The triple line of sailors had straightened slightly at Bloch's bark. Now they slumped back into slouches. Lenson counted twenty-six, picking out the ones he knew. Coffey, Gonzales, Greenwald, Williams, Connolly, Lassard, Vogelpohl, Hardin, Jones. They swayed as the bow dipped, their jacket collars fluttering in the wind. A gull hovered behind them, as if uncertain whether to join the formation. He noted their ragged dungarees, the mix of dirty white hats and ball caps, the paint-stained boondockers. Here and there he caught an alert glance, a quirk of mouth or eyebrow. But most of the faces held only dullness, apathy, the slack lineaments of fatigue or despair. They looked like a chain gang.

He felt their examination, too, eyes flickering toward him, then away. He held himself straight, hands locked behind him, as Norden introduced him.

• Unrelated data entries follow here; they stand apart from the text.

PR #428, opened 2022-09-14
ci: fail loudly when deploys push fails

pretzelhammer:
if pushing a styleguide or lab deploy failed during CI it would fail silently which makes it hard to find in the github UI, this updates the script to fail loudly when a push fails

### DIFF
--- a/build/deploys/push.js
+++ b/build/deploys/push.js
@@ -1,6 +1,10 @@
+/* eslint-disable no-console */
+
 const { promisify } = require('util');
 const exec = promisify(require('child_process').exec);
 const ensureDeployDirectory = require('./ensure');
+
+const EXIT_ERROR_CODE = 1;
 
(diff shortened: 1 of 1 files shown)


build/deploys/push.js
```diff
@@ -18,10 +22,15 @@ const ensureDeployDirectory = require('./ensure');
...
-	await exec('git push');
-	// the above command suceeds regardless of
-	// whether anything was actually pushed or not
+	try {
+		await exec('git push');
+	} catch {
+		console.error('failed to push changes to remote');
+		process.exit(EXIT_ERROR_CODE);
+	}
 }());
```
privatenumber, line 36: I would recommend adding this to handle all errors:

```suggestion
}()).catch((error) => {
	console.error(error.message);
	process.exit(1);
});
```

privatenumber (approved):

“Good morning,” he began, and stopped. His voice sounded high; he forced it louder, to overcome the wind. “I'm Ensign Daniel Lenson. Captain Packer has asked me to take over as first lieutenant.

“This is my first assignment on active duty. There's a lot I have to learn, just as you all had to learn the ropes once. I hope you'll help me out and then later I can help you.

“Neither the chief nor the lieutenant here have told me anything about you individually.” (Not precisely true, but …) “As far as I'm concerned, we'll all start with a clean slate. I expect seamanlike work and a seamanlike attitude. If I get it, I'll do everything I can to get you the things you need. If I don't, then we'll have to talk.

“If you have problems, personal or Navy, feel free to come to me with them at any time.

“I'm glad to be aboard, and glad to be assigned to this division.” He waited, but could think of nothing else. “I guess that's about all for now. Chief, go ahead with routine.”

Bloch nodded heavily. He removed his cap and wiped his baldness with a hairy arm. “Welcome aboard, sir, from the division. Okay, today's our first workday at sea. We got ichi-ban weather this morning. We won't where we're going. You three petty officers, we got to lay some primer today. Assholes and elbows! No shortcuts, no holidays, no gundecking. I want guys at the paint locker ten minutes after we break from quarters.”

The men regarded him stolidly, their bodies swaying toward him and then away. The moment of query had passed. Dan was part of their world now. Their faces were shut, hostile as a lee shore in a storm. For a moment he wished he'd spoken different words, something beyond the standard phrases, something ringing and electric. But when he tried to imagine what they would have been, he couldn't. The bow dipped and spray broke over it, blowing over them. The men flinched and cursed. “Can't do no painting in salt spray,” a voice grumbled from the back rank.

Bloch ignored it. “Isaacs, Rambaugh, Pettus, see me for a minute. Rest of you bastards”—he seemed to recall the officers' presence—“of you
personnel,
atten-
hut,
dismissed.” He gave a salute as a man might throw dung.

The formation broke. The men straggled aft. Norden left, too. Bloch turned to Lenson. “Sir, these here are the petty officers.”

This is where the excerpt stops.